I want to share a pretty important thing that you might not fully understand yet — that is, the reentrancy vulnerability in smart contracts. If you're developing dApps or working with blockchain, this is a must-know.

What is the basic problem of reentrancy? It occurs when a smart contract calls another contract, and that contract can call back into the original contract while it’s still executing. An attacker can exploit this window to steal funds.

Imagine ContractA has 10 Ether, and ContractB has sent 1 Ether to it. When ContractB calls the withdraw function, ContractA checks if the balance is greater than 0, and if so, sends Ether back. But here’s the issue — ContractA only updates the balance after sending the money. So, during the transfer, if ContractB has a fallback function, it can call the withdraw function of ContractA again. Since the balance hasn't been updated yet, the check will pass again, and it will receive another 1 Ether. This loop continues until ContractA runs out of funds.

I will show you three ways to protect your contract from this reentrancy attack.

The first way is to use the nonReentrant modifier. The idea is very simple — you lock the contract while the function is executing. If someone tries to call that function again, it will be rejected because the contract is locked. You must finish executing the code and then unlock it, at which point the check will fail if reentry is attempted.
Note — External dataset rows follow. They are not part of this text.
PR #121, opened 2018-05-18
Use merge_namespaces explicitly in cloud_shunt

mdegerne:
Old way was to rely on propagate_delete setting. 

This will require existing config files to change to continue working as they have.


mdegerne:
You caught me, @dbishop. I really didn't think that would fly in under the radar, but I was wondering if anyone was looking. Working on it, still.

mdegerne:
I've added unit test for this.

s3_sync/shunt.py
```diff
@@ -111,8 +111,13 @@ def __init__(self, app, conf_file, conf):
 
         self.sync_profiles = {}
         for cont in conf.get('containers', []):
-            if cont.get('propagate_delete', True):
-                # object shouldn't exist in remote
+            mn = cont.get('merge_namespaces', None)
```
timuralp: Please use a better variable name than `mn`.

s3_sync/shunt.py
```diff
@@ -111,8 +111,13 @@ def __init__(self, app, conf_file, conf):
...
+            if mn is None:
+                if cont.get('propagate_delete', True):
```
timuralp: I don't think we need to worry about this. I think it's ok to require configuration to be updated with the new version of 1space.

s3_sync/shunt.py
```diff
@@ -111,8 +111,13 @@ def __init__(self, app, conf_file, conf):
...
+                    # implicitly not merging namespaces (old controller data)
```
timuralp: I would not explicitly mention the SwiftStack controller here, as 1space can be used outside of SwiftStack.

mdegerne:
Removed the implicit fall back to propagate delete setting at @timuralp's request.

dbishop:
Re: `We should require updating configuration files with this release.`, can we make sure that new code runs correctly on old config file?  I don't think python-ssnode's upgrade will drag it in, but nothing prevents the new code from coming in and seeing the old config (e.g. manual "yum upgrade" or equiv).  And even with a config push, I think swiftstack-swift-services gets upgraded before the new config gets sent out, guaranteeing that state, at least briefly.

timuralp:
Since we don't version config files, we'll end up with a situation where setting `propagate_delete: True` and omitting `merge_namespaces` will result in merging the namespaces (since we can't tell whether this is an old config file or an updated one that assumes namespaces are not merged unless explicitly stated). The failure mode is that namespaces would not be merged for old config files until they are updated. I don't think this is a show stopping issue and the resolution is clear (push a new config or update the files manually). Otherwise, we'll have confusing semantics when we're trying to disentangle them.

mdegerne:
Just rebased on latest master.

mdegerne:
OK, @dbishop , this error is weird. It's kind of like the service didn't set up correctly or something (note that it works fine locally). Any hints?

timuralp:
Looks like the fetching the cache timed out and subsequently importing the layers failed with a permission error:
```
adding /home/travis/docker to cache
creating directory /home/travis/docker
/home/travis/docker/40209c13f05e.tar.gz: Permission denied
```
I retriggered it to see if it's a spurious issue. We could harden the layer-import bit, but not sure how we get permission errors.

mdegerne:
Passing tests! Merge?

mdegerne:
@dbishop Given the other discussions, can I merge this?

timuralp:
I think we have resolved the issues that @dbishop brought up. I'm going to merge this patch.

PR #122, opened 2018-05-18
Allow for the migrator to be run once in tests.

timuralp:
When we write integration tests, it would be nice to have a tighter
level of control over the status and the migrator settings. The patch
adds an in-memory status class to be used with the migrator. It also
allows the migrator to be instantiated with specific configuration
settings, at which point it we can call next_pass() to get it to do a
pass over the configured migrations.

The patch mutates one test to take advantage of this approach, removing
the arbitrary sleep timer.


timuralp:
Reworked the tests to configure the number of manifests and segments based on the defined number of objects to consider at a time.

PR #123, opened 2018-05-21
Make shunt automatically reload configuration

mdegerne:
When the configuration file changes, the shunt will automatically reload
the configuration. This removes the requirement for restarting the proxy
server every time a change happens.


timuralp:
Looks good to me. I'd add a test before merging, though.

PR #130, opened 2018-05-24
Initialize the provider logger in the migrator.

mdegerne:


s3_sync/migrator.py
```diff
@@ -253,14 +253,14 @@ def __init__(self, config, status, work_chunk, workers, swift_pool, logger,
     def next_pass(self):
         if self.config['aws_bucket'] != '/*':
             self.provider = create_provider(
-                self.config, self.max_conns, False)
+                self.config, self.max_conns, False, logger=self.logger)
```
timuralp: I think it'd be better to follow the boto model here of configuring the handler and log level appropriately. The providers expect the log route to be named `s3-sync` (https://github.com/swiftstack/1space/blob/master/s3_sync/base_sync.py#L163), which means we can configure it similarly here https://github.com/swiftstack/1space/blob/master/s3_sync/daemon_utils.py#L48.

mdegerne:
I think this is the way to accomplish the goal - log size went from ~1.9 k lines to 24k lines.

timuralp:
@mdegerne can you elaborate on why opting into the existing logging framework way of doing this is not preferred? I don't doubt that it works, but question whether we want to be passing logger objects around, especially when we already do the same kind of setup in `setup_logger()` for boto3 and botocore.

mdegerne:
@timuralp Please check the code change I submitted before my comment. I implented, I think, what you are asking for.

timuralp:
@mdegerne I'm sorry -- I made a mistake! did not notice that code changed and thought you were responding to the first comment. I'll have to be sure to check the code in the future, as it's not obvious sometimes whether changes were made.

Do you think we could do this setup in `setup_logger` itself? Would there be any negative consequences to that? Also, can you please add the call `setLevel`, so that `s3-sync` logs at the same severity.

mdegerne:
I was primarily being lazy by not looking what else used setup_logger (and it looks like there is no reason not to do it all there). Oops on the setLevel. 

Fixed.

timuralp:
@mdegerne awesome -- thanks! Sorry for the back and forth on this. This patch looks great!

The second way is to use the Checks-Effects-Interactions pattern. Instead of updating the balance after sending money, you update it immediately after the check but before the transfer. This way, even if another contract calls back, the balance is already zero, so the check will fail. That’s why the order is very important — check first, then update state, then interact with other contracts.

The third way is to create a separate GlobalReentrancyGuard, which is especially useful when multiple contracts interact. Instead of protecting individual functions, you create a shared guard contract that stores the lock state in one place. When any contract tries to call a protected function, it checks with this guard. If the guard indicates the contract is locked, the transaction is rejected. This method is very powerful because it prevents reentrancy not just within a single contract but across multiple contracts.

I recommend applying all three techniques depending on the situation. For withdrawal or asset transfer functions, always use nonReentrant or Checks-Effects-Interactions. And if your project involves a complex system of contracts, consider using GlobalReentrancyGuard as an additional layer of protection.

This is one of the most common vulnerabilities that can lead to significant losses, so understanding reentrancy thoroughly is extremely important if you want to write secure smart contracts.